Work instructions:
Of the records that follow, copy only the lines from the line containing "I didn't deal" to the line containing "For the medium", both included, exactly as written.

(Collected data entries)
PR #527, opened 2025-03-28
daily to dekadal functions

remicousin:
Functions to compute dekadal totals from daily data and their tests. Initially needed to generate synthetic dekadal data from synthetic daily data to test Maprooms.

In the process, I (eventually!) discovered how to make use of the Intervals objects that groupby functions return. It turns out they are pandas.Interval, but you need surgical striking to hit the pandas object with its attributes: too soon, it's still a DataArray and too late it's an ndarray... tells so much about my understanding of how xarray, numpy, pandas... intricate...

So there are 3 functions:

- groupedby_dekads derived from xr.groupby_bins returns a grouped object to which can be applied group methods (sum, mean, etc)
- swap_interval assigns a new coord at the left, mid or right point of the interval dim that a grouped object returns after being applied a method
- daily2dekad_sum applies all the above to return dekadal totals with an additional dim at the beginning of the dekad (what we used in zarrification scripts

For the very short-term purpose of synthetic data into Maprooms, I will need a mean version for temperature. It's trivial.
I didn't deal with units since we might use pint some day.

For the medium term, swap_interval can be applied to any sort of dim (not just time). There could be simplification/generalization to make after checking what xarray ojects return Interval dims and whether they name it always the same or what-have-you. Right now I assumed some behavior.

For longer term, that could open the door for clean library to deal with time: the Intervals contain all the information we need and can be retrieved. I imagine pair-wise operations could be applied on the Interval dims directly, what would force the Intervals to be consistent throughout the pair (Ingrid only relies on centers). Time-wise operations could probably be automatized to start from Interval, move to point-wise for the sake of the operation, and returned to appropriate Interval accordingly. But we have other discussion on time elsewhere and maybe this is not new, or needs be completed by what was said there.


remicousin:
I mean this PR is really just to have acceptable dekadal data to feed the synthetic Maprooms. We can move the broader time dimension where it belongs.

enacts/tests/test_calc.py
```diff
@@ -5,6 +5,65 @@
...
+    precip = xr.DataArray(values, dims=["T"], coords={"T": t})
+    dekad_precip = calc.groupby_dekads(precip).sum()
+    dekad_precip_topoint = calc.swap_interval(
+        dekad_precip, "T_bins", to_point="left"
+    )
+
+    assert (dekad_precip_topoint["T"] == pd.to_datetime([
+        "2000-05-01", "2000-05-11", "2000-05-21",
+        "2000-06-01", "2000-06-11", "2000-06-21"
+    ])).all()
```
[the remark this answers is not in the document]
aaron-kaplan: You can resolve it by using backslashes instead of parentheses to break it into multiple lines. But in this case it might be more convenient to use `pd.testing.assert_array_equal` intead of  `assert`.

enacts/calc.py
```diff
@@ -594,6 +594,141 @@ def _cess_date(dry_thresh, dry_spell_length_thresh, sm_func, time_coord):
...
+    if (daily_data[time_dim][-1] + np.timedelta64(1, "D")).dt.day == 1 :
+        dekad_bins = xr.concat(
+            [dekad_bins, daily_data[time_dim][-1] + np.timedelta64(1, "D")],
+            dim=time_dim,
+        )
+    assert dekad_bins.size > 1, "daily_data must span at least one full dekad"
+    return daily_data.groupby_bins(daily_data[time_dim], dekad_bins, right=False)
+
+
+def daily2dekad_sum(daily_data, time_dim="T"):
```
aaron-kaplan, line 699: The `getattr` function I mentioned elsewhere could also be used here to make the aggregation (mean or sum) a parameter.

aaron-kaplan (commented):
The Interval class is interesting. But if you have to convert it to points in order to do anything useful with it, then it's of limited utility.

enacts/calc.py
```diff
@@ -594,6 +594,141 @@ def _cess_date(dry_thresh, dry_spell_length_thresh, sm_func, time_coord):
...
+    -------
+    grouped : xr.DataArrayGroupBy or xr.DatasetGroupBy
+        `daily_data` grouped by dekads
+
+    See Also
+    --------
+    xarray.groupby_bins
+    """
+    dekad_bins = daily_data[time_dim].where(
+        lambda x : ((x.dt.day == 1) | (x.dt.day == 11) | (x.dt.day == 21)),
```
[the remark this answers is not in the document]

enacts/calc.py
```diff
@@ -594,6 +594,141 @@ def _cess_date(dry_thresh, dry_spell_length_thresh, sm_func, time_coord):
...
+        drop=True,
+    )
+    if (daily_data[time_dim][-1] + np.timedelta64(1, "D")).dt.day == 1 :
+        dekad_bins = xr.concat(
+            [dekad_bins, daily_data[time_dim][-1] + np.timedelta64(1, "D")],
+            dim=time_dim,
+        )
```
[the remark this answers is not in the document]
remicousin: was not needed, or resolved by the sub-day precision discrepancy mentioned above.

enacts/calc.py
```diff
@@ -594,6 +594,141 @@ def _cess_date(dry_thresh, dry_spell_length_thresh, sm_func, time_coord):
...
+    assert dekad_bins.size > 1, "daily_data must span at least one full dekad"
```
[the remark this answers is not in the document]
remicousin: I don't think it's related to the noon vs midnight issue and I don't think we can get away from it. If time_dim is 2 Jan 2000 to 19 Jan 2000, you can not form 1 dekad. You need 2 edges to form 1 bin. So I renamed objects between bins and edged for clarity. groupby_bins' bins parameter is either a number of bins or edges so it's difficult to be consistent both with meaning and choices made from the function this is all derived from

enacts/tests/test_calc.py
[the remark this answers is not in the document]
remicousin: It was an assert in one of the function that was causing this, not the tests' asserts. It's now corrected (or maybe removed as no more necessary).
I guess I didn't notice as I was running tests function by function and may have not noticed it when I ran the tests that triggered it.

enacts/calc.py
```diff
@@ -594,6 +594,141 @@ def _cess_date(dry_thresh, dry_spell_length_thresh, sm_func, time_coord):
 
 
 # Time functions
+
+
+def swap_interval(data, interval_dim, to_point="mid", assigned_coord=None):
+    """ Assign coordinate of left, mid or right point of interval dimension
+    and swap to it
```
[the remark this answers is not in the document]
remicousin: Function that builds the new coordinate has split and namings revisited. I am trying to name after the xr functions used to try and remain in one same nomenclature. But that may not be advisable.

remicousin:
> The Interval class is interesting. But if you have to convert it to points in order to do anything useful with it, then it's of limited utility.

All the commits but last address the comments of this PR. The last one adds a suite of functions that can replace all others, including the older seasonal functions for which cases confirming tests have been made too.

You'll have to make a concession somewhere. With Intervals, you'll have to convert them to something to make maths. Without, you need at least 2 coords to describe one time dimension...

enacts/tests/test_calc.py
```diff
@@ -5,6 +5,298 @@
...
+    grouped = calc.groupby_dekads(precip).sum()
+    mid_dim = calc.interval_to_point(grouped["T_bins"])
+    left_dim = calc.interval_to_point(grouped["T_bins"], to_point="left")
+    right_dim = calc.interval_to_point(grouped["T_bins"], to_point="right")
+
+    assert mid_dim.name.endswith("_mid")
+    assert left_dim.name.endswith("_left")
+    assert right_dim.name.endswith("_right")
+    for t in range(mid_dim.size) :
+        assert mid_dim.values[t] == mid_dim["T_bins"].values[t].mid
```
aaron-kaplan, line 57: Could you explain? I thought `T_bins` was an array of intervals, but you're comparing them to points here? And why aren't you making any assertions about left_dim and right_dim? (Also why are they all called `*_dim`, when they're not dimensions but DataArrays?)

enacts/calc.py
```diff
@@ -596,6 +596,51 @@ def _cess_date(dry_thresh, dry_spell_length_thresh, sm_func, time_coord):
...
+    Notes
+    -----
+    Should work for any type of array, not just time.
+    xr.groupby_bins against dim renames the Interval dim_bins,
+    not sure if xr.groupby does the same,
+    and what other Xarray functions return Intervals but, depending,
+    could generalize the returned array name
+    """
+    return xr.DataArray(
+        data = [getattr(interval.values[t], to_point) for t in range(interval.size)],
```
aaron-kaplan, line 632: PEP8 says no spaces around the equals sign when it's used in a kwarg.

(PEP8 is the style guide for contributions to python itself, but is also generally used for python programs in general.)

enacts/calc.py
```diff
@@ -718,7 +658,7 @@ def groupby_dekads(daily_data, time_dim="T"):
 
     See Also
     --------
-    xarray.groupby_bins
+    xarray.groupby_bins, xarray.DataArrayGroupBy, xarray.DatasetGroupBy
```
aaron-kaplan, line 699: `DataArrayGroupBy` and `DatasetGroupBy` aren't in the `xarray` package, they're in `xarray.core.groupby`.

enacts/calc.py
```diff
@@ -594,6 +594,423 @@ def _cess_date(dry_thresh, dry_spell_length_thresh, sm_func, time_coord):
...
+        a dictionary of keyword arguments to pass to `method`
+        Default is an empty dict thus applying method default arguments
+    time_dim : str, optional
+        name of daily time dimenstion, default is "T"
+
+    Returns
+    -------
+    dekad_data : xr.DataArray or xr.Dataset or DataArrayGroupBy or DatasetGroupBy objects
+        daily data grouped by dekad if no `method` provided. Otherwise daily data
+        reduced to dekadal data according to `method`
```
aaron-kaplan, line 737: This function seems complicated and unnecessary. It's no harder to write
```
groupby_dekads(daily_data).sum()
```
than to write
```
daily_to_dekad(daily_data, method="sum")
```

enacts/calc.py
```diff
@@ -746,6 +746,271 @@ def daily_to_dekad(daily_data, method=None, method_kwargs={}, time_dim="T"):
...
 
 
+def resample_interval_to_daily(time_series, extent=None, time_dim="T_bins"):
+    """ Resample any (interval-based) time series to daily
+
+    Parameters
+    ----------
+    time_series : xr.DataArray or xr.Dataset
+        data depending on time intervals greater or equal then a day
+    extent : str, optional
```
aaron-kaplan, line 756: Make this a boolean instead of a string, and call it `is_extensive` (or `is_intensive`, your choice).

Also, maybe it's just me but I would be helped by definitions or examples (temperature, rainfall). I can never remember which is which.

enacts/calc.py
```diff
@@ -746,6 +746,271 @@ def daily_to_dekad(daily_data, method=None, method_kwargs={}, time_dim="T"):
...
+    pandas.Interval, interval_to_point, swap_interval_to_assigned_point,
+    xarray.resample
+
+    Notes
+    -----
+    The day is considered the smallest unit or interval of time in the sense that a
+    time dimensions expressed as time points is considered equivalent to intervals of
+    length 1 day. There may be generalization to make to adapt to the actual smallest
+    time unit of this ecosystem which is the ns.
+    Extent proterty could be inferred in more cases, e.g. Kelvin is intensive.
```
aaron-kaplan, line 781: "property" misspelled

enacts/calc.py
```diff
@@ -746,6 +746,271 @@ def daily_to_dekad(daily_data, method=None, method_kwargs={}, time_dim="T"):
...
+
+    Returns
+    -------
+    time_series : xr.DataArray or xr.Dataset
+        `time_series` resampled to daily
+
+    See Also
+    --------
+    pandas.Interval, interval_to_point, swap_interval_to_assigned_point,
+    xarray.resample
```
aaron-kaplan, line 773: `xarray.resample` doesn't exist. You mean `xarray.DataArray.resample` and `xarray.Dataset.resample`? BTW how does this differ from those? Might be good to add the answer to the documentation.

enacts/calc.py
```diff
@@ -746,6 +746,271 @@ def daily_to_dekad(daily_data, method=None, method_kwargs={}, time_dim="T"):
...
+
+    Parameters
+    ----------
+    time_series : xr.DataArray or xr.Dataset
+        data depending on time intervals greater or equal then a day
+    extent : str, optional
+        indicate the "extensive" or "intensive" property of `time_series` .
+        Upsampling to daily requires intensive data.
+        If extensive, make intensive by dividing by length of intervals in days
+        Default is None in which case: if units end with "/day", considers intensive,
```
aaron-kaplan, line 760: Why would we use this function if the input was already in units of */day?

aaron-kaplan (commented):
I've reviewed all but the last commit ("another suite of functions..."). Will have to continue with that next week.

enacts/calc.py
```diff
@@ -746,6 +746,271 @@ def daily_to_dekad(daily_data, method=None, method_kwargs={}, time_dim="T"):
...
+        ], dim=time_dim_left)
+        time_series = (
+            time_series.resample({time_dim_left: "1D"}).ffill()
+            # once filled, can drop the open right point of last interval
+            .isel({time_dim_left : slice(0, -1)})
+        )
+    return time_series
+
+
+def regroup(time_series, group="1D", method=None, method_kwargs={}, time_dim="T"):
```
aaron-kaplan, line 827: Trying to understand why you chose the name "regroup," and how that differs from resampling. It seems like grouping, not regrouping. I think what you had in mind was that the input consists of intervals, which are sort of like groups; but I find that confusing.

enacts/calc.py
```diff
@@ -746,6 +746,271 @@ def daily_to_dekad(daily_data, method=None, method_kwargs={}, time_dim="T"):
...
+        elif group == "8day" :
+            # last period of year used to adjusting
+            bins = edges_base.where((edges_base.dayofyear % 8) == 1).dropna()
+        elif group == "dekad" :
+            bins = edges_base.where(
+                (edges_base.day == 1)
+                | (edges_base.day == 11)
+                | (edges_base.day == 21)
+            ).dropna()
+        elif group == "16day" :
```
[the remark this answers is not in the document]
aaron-kaplan: Now I see there's a test that uses 7D as the resampling period. Couldn't 8day and 16day be handled the same way?

enacts/tests/test_calc.py
```diff
@@ -5,6 +5,33 @@
 import data_test_calc
 
 
+def test_groupby_dekads_perfect_partition():
+    t = pd.date_range(start="2000-05-01", end="2000-06-30", freq="1D")
+    values = 1 + np.arange(t.size)
+    precip = xr.DataArray(values, coords={"T": t})
+    grouped = calc.groupby_dekads(precip)
+
+    assert (grouped.sum() == [ 55, 155, 286, 365, 465, 565 ]).all()
```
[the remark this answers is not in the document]
remicousin: done throughout test_calc, not just the new tests.

enacts/calc.py
```diff
@@ -594,6 +594,423 @@ def _cess_date(dry_thresh, dry_spell_length_thresh, sm_func, time_coord):
...
+            interval.name.replace("_bins", f'_{to_point}')
+            if interval.name.endswith("_bins")
+            else "_".join(interval.name, f'_{to_point}')
+        ),
+        attrs = interval.attrs if keep_attrs else {},
+    )
+    return data
+
+
+def swap_interval_to_assigned_point(
```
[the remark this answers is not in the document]
remicousin: Right... that's why I also put assign in the name. Maybe it should have been assign_and_swap, but then it's harder to concisely include interval and point in the name... anywho... done.

enacts/calc.py
remicousin: exit daily_to_dekad

enacts/calc.py
remicousin: see extended Notes: e.g. monthly precipitation can be expressed in mm/day -- and you'd still want to resample that to daily

enacts/tests/test_calc.py
remicousin: T_bins is an array of intervals. .mid is an attribute of a pd.Interval but only each value of T_bins is of type pd.Interval to which .mid can be applied. So both mid_dim and T_bins... .mid are points and I am testing that my function does the right point conversion. I could do the same test for left and right... I guess I figured if it works for one attribute...

I guess I called them _dim by usage extension... since all of this is to convert coordinates (or dims... the distinction between coords and dims in xarray API/doc is sometimes confusing too). So... lots of confusion.

remicousin:
The above address all but "another suite..." commit

enacts/calc.py
remicousin: It's **regroup** because it's a variation of **group**by_bins dedicated to time groups we care about as **re**sample is a groupby dedicated to time objects :)

"It seems like grouping, not regrouping." My English is not rich enough to grasp the subtleties between those 2 (as much as I don't really see a difference between sampling and resampling -- other than some emphasis effect).

xarray's resample only takes "frequencies" as input. Even if there are many choices, there are none to make those we want (dekads, pentads, 8-day, 16-day -- and who knows... something new could come up in the future). Another option could have been to add a frequency string to resample, which seems to mean to add to pandas (or does it? I don't know if Xarray are reimplementations or wrappers... maybe it depends...). Either way I've not added to either xr or pd so far.
There is not resampler_bins like for groupby (which ironically is of interest because _bins allows edges as inputs to define said bins). Well resampler [doc](https://docs.xarray.dev/en/stable/generated/xarray.DataArray.resample.html#id2) claims it can take a Resampler object for specialized resampling liek groupby but the [source](https://docs.xarray.dev/en/stable/generated/xarray.groupers.Resampler.html#xarray.groupers.Resampler) code of that is eloquent (maybe they are waiting for my contribution here?).

Another difference is that resample returns points, not intervals. Even though it offers to reduce against the new sampling, doing the reduction causes to then ignore those intervals by "anchoring" somewhere (at day level it seems), often the beginning or end through indication in the frequency string, and loose information. The commit is part of an interval-based implementation. The alternative is probably a pair of coords with the start and end of the time intervals.

enacts/calc.py
```diff
@@ -746,6 +746,271 @@ def daily_to_dekad(daily_data, method=None, method_kwargs={}, time_dim="T"):
...
+            f"group must be int, array, or str of form nD, pentad, 8day, dekad,"
+            f" 16day, nM,d-d Mmm or d Mmm - d Mmm"
+        )
+    if (not isinstance(group, int)):
+        assert (bins.size > 1), (
+            "data must span at least one full group (need 2 edges to form 1 bin)"
+        )
+    regrouped = time_series.groupby_bins(time_series[time_dim], bins, right=False)
+    if method is not None :
+        regrouped = getattr(regrouped, method)(**method_kwargs)
```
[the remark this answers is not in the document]
remicousin: done. Could potentially break down further and remove the groupby_bins part and really have a function making bins (or edges) of interest to feed into groupby_bins. While the purely bins definitions could be factored out, the beginning of regroup deals with converting any interval to daily, which I am not sure is a definitive solution in that scheme (see Notes).

enacts/calc.py
```diff
@@ -746,6 +746,271 @@ def daily_to_dekad(daily_data, method=None, method_kwargs={}, time_dim="T"):
...
+            bins = edges_base.where((edges_base.dayofyear % 16) == 1).dropna()
+        elif group.endswith("M") :
+            bins = edges_base.where(edges_base.day == 1).dropna()
+            bins = np.array([bins[t] for t in range(0, bins.size, int(group[:-1]))])
+        elif "-" in group :
+            # e.g. "29 Feb - 30 Mar" or "2-29 Mar"
+            # This case usage is to keep only the season of interest given as input.
+            # Thus not to form a partition of time as in other cases and could be
+            # moved to another function. Or if kept could include the selection of
+            # said season of interest. (Or just leave as is).
```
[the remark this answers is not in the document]
remicousin: I'll leave it for now, until there is a sense we are going somewhere.

remicousin:
> I'm having trouble figuring out where you're going with this last commit. I'm a little sleepy, so maybe I'll have better luck another time; but also some high-level guidance might help.
> 
> Is this meant to be a piece of the general-purpose time library you mentioned in the last paragraph of the PR description? If so, then before reviewing a detailed implementation I would like to see a high-level summary of the proposed design. What class of problem are you trying to solve, how do resampling and regrouping contribute to solving those problems, and then what is the resampling and regrouping API you propose. Perhaps do some example calculations, just on paper, using the API you wish you had.

Yes, it's an experiment for a general-purpose time library. I still want to finish clean up the existing Python code  we have (splitting data reading / apps etc.) before I engage in that (or actually I could work on both in parallels if I don't dive into servers logs analyses). But I got carried away with the idea and stuck that in here. So maybe see it as an experiment. I can still write high level considerations in [here](https://docs.google.com/document/d/1pRB3gGiDC6AWGiQBrGDG1PB5GkgYOQnl3c2c2rQ7EHU/edit?tab=t.0).

enacts/tests/test_calc.py
aaron-kaplan: Indeed, I seem to have missed the `.mid` at the end of the line.

In xarray, a coordinate is a DataArray that contains the labels for a dimension. A dimension isn't represented by any xarray class, it's just a description of how the data in an array are shaped.

enacts/calc.py
aaron-kaplan: You resolved this comment without addressing it?

enacts/calc.py
aaron-kaplan: Sampling maps a continuous signal to a sequence of discrete values. Resampling maps a sequence of discrete values to another sequence of discrete values.  It's called resampling because the input sequence is typically the result of some earlier sampling step.

Similarly, grouping takes samples as input and yields groups of samples as output. Regrouping means taking groups as input and yielding different groups as output.

> resample is a groupby dedicated to time objects

No it isn't. Groupby is *part* of the implementation of resampling (particularly downsampling). The other part is aggregation (sum or mean) over the groups to yield a new sequence of samples.

> Another difference is that resample returns points, not intervals.

That's only an observation about xarray's current implementation, not about resampling in the abstract. I think what you're proposing would best be implemented as changes to xarray to make it able to represent time coordinates using intervals instead of points.

aaron-kaplan:
I would prefer to have one PR with a minimal implementation of just what we need now to make synthetic data for testing, and a different branch where we experiment with generalizations. The short-term minimal stuff might belong in a testutils.py rather than calc.py so we don't build too much on top of it before we decide it's the right approach.

enacts/calc.py
remicousin: boh...? I though I had...

enacts/calc.py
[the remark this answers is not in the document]
remicousin: doesn't belong in this PR anymore

enacts/calc.py
remicousin: moved to another branch

remicousin:
Move the experimental "regroup" with pd.Interval to another branch.

xchourio (approved):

Exercise response:
I didn't deal with units since we might use pint some day.

For the medium term, swap_interval can be applied to any sort of dim (not just time). There could be simplification/generalization to make after checking what xarray ojects return Interval dims and whether they name it always the same or what-have-you. Right now I assumed some behavior.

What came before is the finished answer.